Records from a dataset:
********************

PR #806, opened 2022-11-15
no svg validation if jock.svg is also installed

### LINKED ISSUE #805: no svg validation if `jock.svg` is also installed
If I have a group and remove the end tag `</g>`, I get no error, so the validation does not work.

angelozerr:
no svg validation if jock.svg is also installed

Fixes #805

### DIFF
--- a/package.json
+++ b/package.json
@@ -45,6 +45,7 @@
     "onLanguage:xml",
     "onLanguage:xsl",
     "onLanguage:dtd",
+    "onLanguage:svg",
     "onCommand:xml.open.docs",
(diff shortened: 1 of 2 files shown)


angelozerr:
Here a demo 

SVGSupport

You can see syntax error validation, but not SVG validation because it is not linked to a SVG DTD.

The completion that you see in the demo comes from the jock.svg vscode extension. To do that we need to define a XML catalog.

datho7561 (approved):
This works for me! Thanks, Angelo!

********************

# [Exercise]
Each entry is to be written out exactly as it was given.

# [Solution to the exercise]
PR #806, opened 2022-11-15
no svg validation if jock.svg is also installed

### LINKED ISSUE #805: no svg validation if `jock.svg` is also installed
If I have a group and remove the end tag `</g>`, I get no error, so the validation does not work.

angelozerr:
no svg validation if jock.svg is also installed

Fixes #805

### DIFF
--- a/package.json
+++ b/package.json
@@ -45,6 +45,7 @@
     "onLanguage:xml",
     "onLanguage:xsl",
     "onLanguage:dtd",
+    "onLanguage:svg",
     "onCommand:xml.open.docs",
(diff shortened: 1 of 2 files shown)


angelozerr:
Here a demo 

SVGSupport

You can see syntax error validation, but not SVG validation because it is not linked to a SVG DTD.

The completion that you see in the demo comes from the jock.svg vscode extension. To do that we need to define a XML catalog.

datho7561 (approved):
This works for me! Thanks, Angelo!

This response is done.